PR #438, opened 2024-06-04
Restructure application to follow Django/Resonant best practices

mvandenburgh:
Notable changes/improvements:

- Global `urls` and `settings` modules are now in the toplevel `rdwatch` app
- File structure/other modules are rearranged in accordance with [Resonant best practices](https://github.com/girder/cookiecutter-girder-4)
- The entire app is consolidated into a single Python module, `rdwatch`, with each former app being a submodule of `rdwatch`.

Old module structure:
```
rdwatch/
rdwatch_scoring/
rdwatch_smartflow/
```

New module structure:
```
rdwatch/
	core/
    scoring/
    smartflow/
```

Notable exceptions missing from this PR:
- The default linter/formatter for Resonant is `ruff`; I left our current `flake8`/`black`/`isort` set up alone for now, but we could move to `ruff` in the future. I didn't want to bloat this PR anymore than it already is.
- The default python packaging solution for Resonant is `setuptools`. I don't have a strong opinion on this so I left it as `poetry`, we can discuss later if needed but I'm fine with leaving this part alone as it's worked well for us so far.


rdwatch/urls.py
```diff
@@ -4,16 +4,16 @@
...
 
 # Conditionally add the scoring URLs if the scoring app is installed
-if 'rdwatch_scoring' in apps.app_configs.keys():
-    urlpatterns.append(path('api/scoring/', include('rdwatch_scoring.urls')))
-if 'rdwatch_smartflow' in apps.app_configs.keys():
-    urlpatterns.append(path('api/smartflow/', include('rdwatch_smartflow.urls')))
+if 'rdwatch.scoring' in apps.app_configs.keys():
+    urlpatterns.append(path('api/scoring/', include('rdwatch.scoring.urls')))
+if 'rdwatch.smartflow' in apps.app_configs.keys():
+    urlpatterns.append(path('api/smartflow/', include('rdwatch.smartflow.urls')))
```
BryonLewis, line 16: This isn't working properly.  A dict of the keys in `app.app_configs.keys()` returns the following:
```
dict_keys(['admin', 'auth', 'contenttypes', 'sessions', 'messages', 'staticfiles', 'gis', 'postgres', 'django_extensions', 'django_celery_results', 'allauth', 'account', 'socialaccount', 'gitlab', 'django_rename_app', 'core', 'scoring', 'smartflow', 'debug_toolbar'])
```
Each of the AppConfigs in there has a 'name' property that would match the 'rdwatch.scoring' or the 'rdwatch.smartflow'.  So either we need a way to set the 'key' or instead we search for the name in the app_configs instead of using the key.  There may be a function of `apps` that may make this easier as well.

BryonLewis (changes requested):
Scoring/smartflow endpoints aren't being added.

docker/nginx.json
```diff
@@ -56,9 +56,9 @@
       "type": "python 3.11",
       "user": "rdwatch",
       "group": "rdwatch",
-      "path": "/app/django/",
+      "path": "/app/rdwatch/",
```
mvandenburgh, line 59: Maybe not needed

BryonLewis (approved):

PR #439, opened 2024-06-04
renaming some docker paths to allow local docker compose dev

BryonLewis:


mvandenburgh (approved):
:facepalm: I always forget to update this

PR #443, opened 2024-06-07
Modes update

BryonLewis:
- Updates Modes to be named "Analyst" and "Annotator"
- Uses local storage to store the DB Source Information, either RD-WATCH or Scoring to indicate what datasource is being used
- Creates new Component ModeSelector.Vue to be used to change modes
- The settings panel added the option to change the data source.
- Defaults to using the RD-WATCH datasource.

image


BryonLewis:
TASK:
Disable + Add Proposal in Scoring Proposal view.

vue/src/components/LayerSelection.vue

◆ ◆ ◆ ◆

§ Task description
Produce a verbatim copy of each record above.

§ Your solution
PR #438, opened 2024-06-04
Restructure application to follow Django/Resonant best practices

mvandenburgh:
Notable changes/improvements:

- Global `urls` and `settings` modules are now in the toplevel `rdwatch` app
- File structure/other modules are rearranged in accordance with [Resonant best practices](https://github.com/girder/cookiecutter-girder-4)
- The entire app is consolidated into a single Python module, `rdwatch`, with each former app being a submodule of `rdwatch`.

Old module structure:
```
rdwatch/
rdwatch_scoring/
rdwatch_smartflow/
```

New module structure:
```
rdwatch/
	core/
    scoring/
    smartflow/
```

Notable exceptions missing from this PR:
- The default linter/formatter for Resonant is `ruff`; I left our current `flake8`/`black`/`isort` set up alone for now, but we could move to `ruff` in the future. I didn't want to bloat this PR anymore than it already is.
- The default python packaging solution for Resonant is `setuptools`. I don't have a strong opinion on this so I left it as `poetry`, we can discuss later if needed but I'm fine with leaving this part alone as it's worked well for us so far.


rdwatch/urls.py
```diff
@@ -4,16 +4,16 @@
...
 
 # Conditionally add the scoring URLs if the scoring app is installed
-if 'rdwatch_scoring' in apps.app_configs.keys():
-    urlpatterns.append(path('api/scoring/', include('rdwatch_scoring.urls')))
-if 'rdwatch_smartflow' in apps.app_configs.keys():
-    urlpatterns.append(path('api/smartflow/', include('rdwatch_smartflow.urls')))
+if 'rdwatch.scoring' in apps.app_configs.keys():
+    urlpatterns.append(path('api/scoring/', include('rdwatch.scoring.urls')))
+if 'rdwatch.smartflow' in apps.app_configs.keys():
+    urlpatterns.append(path('api/smartflow/', include('rdwatch.smartflow.urls')))
```
BryonLewis, line 16: This isn't working properly.  A dict of the keys in `app.app_configs.keys()` returns the following:
```
dict_keys(['admin', 'auth', 'contenttypes', 'sessions', 'messages', 'staticfiles', 'gis', 'postgres', 'django_extensions', 'django_celery_results', 'allauth', 'account', 'socialaccount', 'gitlab', 'django_rename_app', 'core', 'scoring', 'smartflow', 'debug_toolbar'])
```
Each of the AppConfigs in there has a 'name' property that would match the 'rdwatch.scoring' or the 'rdwatch.smartflow'.  So either we need a way to set the 'key' or instead we search for the name in the app_configs instead of using the key.  There may be a function of `apps` that may make this easier as well.

BryonLewis (changes requested):
Scoring/smartflow endpoints aren't being added.

docker/nginx.json
```diff
@@ -56,9 +56,9 @@
       "type": "python 3.11",
       "user": "rdwatch",
       "group": "rdwatch",
-      "path": "/app/django/",
+      "path": "/app/rdwatch/",
```
mvandenburgh, line 59: Maybe not needed

BryonLewis (approved):

PR #439, opened 2024-06-04
renaming some docker paths to allow local docker compose dev

BryonLewis:


mvandenburgh (approved):
:facepalm: I always forget to update this

PR #443, opened 2024-06-07
Modes update

BryonLewis:
- Updates Modes to be named "Analyst" and "Annotator"
- Uses local storage to store the DB Source Information, either RD-WATCH or Scoring to indicate what datasource is being used
- Creates new Component ModeSelector.Vue to be used to change modes
- The settings panel added the option to change the data source.
- Defaults to using the RD-WATCH datasource.

image


BryonLewis:
TASK:
Disable + Add Proposal in Scoring Proposal view.

vue/src/components/LayerSelection.vue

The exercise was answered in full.